Te cuento cómo curamos a la gente de las adicciones, el método único que aplicamos en el instituto.
Primero los escuchamos, claro, la gente por lo general necesita que la escuchen. Vienen, los tipos, y hablan. Explican, a su manera, por qué se hicieron alcohólicos o fumadores, obesos, comedores compulsivos de hamburguesas o dulces, cocainómanos, fundamentalistas de la marihuana, en fin.
Hablan, de cómo empezaron a consumir, tal o cual experiencia generalmente situada en la adolescencia y que siguió después, lo que sintieron, qué les alivió, si son medicamentos para dormir después de una jornada de trabajo, si es el whisky antes y después de haber engañado a una esposa, si fuman después de la comida o esperando un colectivo que nunca llega, por qué creen que lo necesitan, por qué creen que esa sustancia los hace felices, si les genera placer mental o físico. O las dos cosas.
Vienen y hablan, una vez por semana, entre cinco y nueve sesiones. Los escuchamos, claro, hacemos alguna pregunta, tomamos notas de ciertos patrones de conducta.
Luego, en lo que vendría a ser la última sesión aunque el paciente todavía no lo sabe, se lo recibe como de costumbre. Se le dice que después de lo que podríamos denominar ‘la parte teórica’, ese día será una sesión algo diferente. Vendría a ser la ‘práctica’.
Se lo recibe, al paciente, y se lo hace pasar a un cuarto, a otro cuarto. En el cuarto no hay nada, una mesa. Sobre la mesa está la sustancia, exacta, precisa, lo que el sujeto sufre como adicción. Aquello que le encanta y lo destroza a la vez. Se sabe, con precisión, la marca exacta de aquello que el sujeto consume, el detalle de lo que le fascina, en parte para eso han sido las charlas previas.
Se le explica, al paciente, que debe hacer lo siguiente. Debe consumir, un poco, de la sustancia. Se lo dejará solo en el cuarto y debe consumir, porque es preciso analizar algunas reacciones. Para eso, luego de los preparativos, se apagarán las luces del cuarto. La oscuridad debe ser total. Lo único que tiene que hacer, es consumir. No se ve nada, está, el sujeto, en la oscuridad de su circunstancia. Asimismo se le indica que debe estar de pie, ya sea fumar o tomar cocaína o comer una hamburguesa. Eso es todo.
El paciente muestra cierta curiosidad, pero ninguna resistencia. Revisa, eso sí, que esté aquello que es objeto de su adicción, al detalle, sobre la mesa. Puede incluso decir que precisa un vaso más ancho, o que suele usar un encendedor diferente, o que para tomar cocaína preferiría estar sentado, pero bueno.
–Comenzamos entonces –Digo. El sujeto ha quedado de pie, junto a la mesa. Apago las luces del cuarto. Doy unos pasos, abro y cierro la puerta. Pero no me he ido. Estoy ahí, en silencio.
Cuando oigo que el sujeto ha llenado a tientas el vaso de whisky y lo levanta, o a mitad de una aspirada de cocaína, o comiendo un puñado de papas fritas.
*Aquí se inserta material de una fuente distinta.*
PR #1345, opened 2023-08-18
feat: update explore page

d-loose:
Final explore page updates with temporary workarounds, since we don't have any data for "What's new", "Top rated", and "Recently updated" yet. Instead we just show six snaps from a given category below the respective banners.

[Screencast from 2023-08-18 14-31-43.webm](https://github.com/ubuntu/app-store/assets/113362648/14e80a8a-0d2d-423e-9b8c-796e14968d15)

### DIFF
--- a/lib/src/explore/explore_page.dart
+++ b/lib/src/explore/explore_page.dart
@@ -108,18 +108,23 @@ class _CategorySnapList extends ConsumerWidget {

Justo ahí, tomo una pequeñísima carrera, de dos o tres pasos como máximo, y desde atrás, le doy una patada. Una patada en el culo, con todas mis fuerzas. Si se lo agarra bien de abajo, es posible patearle, a un masculino, las pelotas, desde atrás, salvo que use jeans muy ajustados. A la mujer también, si la patada es certera, se le puede patear la concha, la patada debe ser corta, como una patada de chancho, pero de abajo hacia arriba. Es una patada que entrenamos mucho, nos toman examen, de esa patada, dos veces al año.
Es normal que el sujeto se caiga, doblado en dos. Se le vuele el cigarrillo a la mierda, o el vaso, lo que tenga en la mano. De inmediato se encienden las luces.
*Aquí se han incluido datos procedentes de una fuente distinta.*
PR #1346, opened 2023-08-18
feat: improve sorting and filtering

d-loose:
UDENG-797

* Generalizes the sorting functionality from the search page so that it can be reused elsewhere
* Adds sorting and filtering to the manage page

[Screencast from 2023-08-18 17-29-35.webm](https://github.com/ubuntu/app-store/assets/113362648/9d30c8eb-65ab-4b14-b70c-ef9e89984a21)

### DIFF
--- a/lib/src/manage/local_snap_providers.dart
+++ b/lib/src/manage/local_snap_providers.dart
@@ -1,0 +1,19 @@
+import 'package:flutter_riverpod/flutter_riverpod.dart';
+
+import '/snapd.dart';
+import 'manage_model.dart';
+
+final localSnapFilterProvider = StateProvider.autoDispose<String>((_) => '');
+final showLocalSystemAppsProvider = StateProvider<bool>((_) => false);
+final localSnapSortOrderProvider =
+    StateProvider<SnapSortOrder>((_) => SnapSortOrder.alphabeticalAsc);
+final localSnapsProvider = Provider.autoDispose(
+  (ref) => ref
+      .watch(manageModelProvider.select((m) => m.nonRefreshableSnaps))
+      .where((snap) => snap.titleOrName
+          .toLowerCase()
+          .contains(ref.watch(localSnapFilterProvider).toLowerCase()))
+      .where((snap) =>
+          ref.watch(showLocalSystemAppsProvider) || snap.apps.isNotEmpty)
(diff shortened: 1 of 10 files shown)


lib/src/manage/local_snap_providers.dart
```diff
@@ -0,0 +1,19 @@
...
+final localSnapsProvider = Provider.autoDispose(
+  (ref) => ref
+      .watch(manageModelProvider.select((m) => m.nonRefreshableSnaps))
+      .where((snap) => snap.titleOrName
+          .toLowerCase()
+          .contains(ref.watch(localSnapFilterProvider).toLowerCase()))
+      .where((snap) =>
+          ref.watch(showLocalSystemAppsProvider) || snap.apps.isNotEmpty)
+      .sortedSnaps(ref.watch(localSnapSortOrderProvider)),
+);
```
CarlosNihelton, line 19: This seems hard to read at first, but the proxying of providers it offers is awesome!

lib/src/manage/manage_page.dart
```diff
@@ -106,13 +108,66 @@ class _ManageView extends ConsumerWidget {
...
+                    final sortOrder = ref.watch(localSnapSortOrderProvider);
+                    return MenuButtonBuilder<SnapSortOrder>(
+                      values: const [
+                        SnapSortOrder.alphabeticalAsc,
+                        SnapSortOrder.alphabeticalDesc,
+                        SnapSortOrder.installedDateAsc,
+                        SnapSortOrder.installedDateDesc,
+                        SnapSortOrder.installedSizeAsc,
+                        SnapSortOrder.installedSizeDesc,
+                      ],
```
CarlosNihelton, line 143: Did we consider the download size also as an ordering criteria?

CarlosNihelton (approved):
LGTM 👍🏽

lib/src/manage/manage_page.dart
d-loose: No, local snaps don't have a download size.

lib/src/manage/local_snap_providers.dart
d-loose: Yes, it works really well for this purpose :)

–¡Pero qué hacés, pelotudo! –Puede decir el paciente, o alguna variación del estilo. A veces le cuesta incorporarse, o aúlla de dolor, si la patada fue en extremo precisa. Ha habido casos de mujeres que han vomitado.
Se retira, el paciente, por lo general indignado. Tampoco importa eso, se le ha cobrado al comenzar el tratamiento.
Lo importante es que cada vez que vuelva a intentar consumir aquello que le gusta, recordará la dolorosa sensación, el dolor de huevos, la patada en la concha. Eso hará que, instintivamente, tenga que darse vuelta, para cerciorarse que no está por recibir otra patada. Es un reflejo condicionado, una ínfima grieta del tiempo que permite recordarle que, eso que está haciendo, no está bien. Eso que le gusta puede hacerle daño.